Florida blimp company owner sentenced to 5 1/2 years for stealing $8 million in COVID aid
Oh the humanity.
The owner of the world’s largest blimp company has been sentenced to 5 1/2 years in prison for stealing nearly $8 million in COVID-19 aid which prosecutors said he used to buy a private island and a luxury ski resort among other real estate investments
Patrick Parker Walsh, 42, of Williston, Fla., submitted dozens of fraudulent applications to government relief programs for his company, the Airsign Airship Group, which operates a fleet of 15 advertising blimps around the world, federal prosecutors in Florida said.
The applications, which sought more than $14 million in aid from the payroll protection program and in economic injury disaster loans, highly inflated the number of people who worked for Walsh’s company and claimed dormant subsidiaries were active businesses, prosecutors said.
In all, Walsh received $7.8 million in aid, investigators said.
But instead of using the money to save his business, prosecutors said Walsh funneled much of it into the purchase of high-priced real estate, including a private island in the Gulf of Mexico, a ski resort in Jackson Hole, Wyo., and to support a 78-acre farm he and his family owned in Florida.
“Patrick Walsh abused a program that was designed to ease suffering caused by the COVID-19 pandemic,” said FBI special agent Sherri Onks. “Instead of using millions of dollars in federal funds to help keep struggling businesses afloat and honest workers employed, he selfishly diverted it for his own personal gain.
Walsh pleaded guilty to bank fraud and wire fraud in August. In addition to his prison term, Walsh was ordered to pay back the $7.8 million.
An attorney for Walsh had no immediate comment. In court papers, his legal team argued that he had not been motivated by greed, but that he was genuinely trying to keep his business going in order to support his wife and 11 children and the families of his employees.
“Unlike many of the PPP fraud cases that have been prosecuted nationally, Mr.
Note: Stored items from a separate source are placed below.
PR #2018, opened 2023-07-12
Add IntMap methodmap

KitRifty:
This is a continuation of #579. In addition to taking the PR comments into account, this also adds `IntMap.ContainsKey` and `IntMap.Clone` and updates the tests. Both the `StringMap` and `IntMap` tests pass.

Some other notes:
- Unlike the original PR, I've opted to not rename `CellTrie` to `StringCellTrie` and `TrieSnapshot` to `StringTrieSnapshot` for review purposes, but I can change it if requested.
- For the tests, I wasn't sure if I should be using new or old syntax, so if the tests should use the new syntax I'll be happy to update it!

Original PR message:
>  This patch makes the following changes
>
>   - Refactors StringHashMap to a generic HashMap template
>   - Adds the IntHashMap class
>   - Adds new IntMap natives
>   - Adds IntMap tests to the tries test suite
>  
>  This does not change the existing Trie API in any way so as to retain backwards compatibility, and all existing and new test suite tests pass.


Headline (approved):
Hey, cool. Thanks for picking this up.This looks good to take in.

@peace-maker can you give this a look? Seems to me this covers everything

peace-maker:
Ah sorry, this fell off the stack.
Only thing I'm noticing is the tests could be run in CI in the mock testsuite.

Alienmario:
Can I request a backport to 1.12? This could sit in 1.13 for a while..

Walsh had actual, viable businesses with employees. While he took advantage of a program and obtained loan proceeds beyond what his companies qualified for, Mr. Walsh did not use the loan proceeds to go on lavish trips or to buy expensive cars, boats, or jewelry. Mr. Walsh paid his employees, and he used the majority of the proceeds to keep his businesses afloat and to keep his staff employed,” his lawyers wrote in a court filing.
Walsh was the founder of Airsign Airship Group, according to his LinkedIn page. He had managed to put the company together in 2017 through the acquisition of several other blimp companies, but had relied upon high-interest loans to do it, his lawyers said. While the company did numerous advertising campaigns for major corporate clients, like Discovery Channel’s Shark Week, Carnival Cruise Lines and Outback Steakhouse, almost all of its bookings dried up at the beginning of the pandemic.
“Unfortunately, Mr. Walsh viewed the loans as inexpensive capital to replace his high-interest debt and became aggressive in his loan applications, seeking funds over and above which his companies were entitled. To obtain the loans, Mr. Walsh made poor choices, including fabricating documents when necessary to obtain the loans,” his lawyers admitted.
In court papers, Walsh pleaded for leniency, pointing to his deep Christian faith and long-running missionary work in Central America.
But the federal judge in the case, Allen C. Winsor, said the details of the case were too hard to ignore.
“There is too much fraud out there, particularly with PPP,” Winsor said, according to the Gainesville Sun. “There is a greater need to deter white-collar crime.”
Walsh accepted his fate, telling the court: “I tell my children that it’s in the moments when no one is watching that you can measure a man’s character. Unfortunately for me, when I was in that situation, I failed.”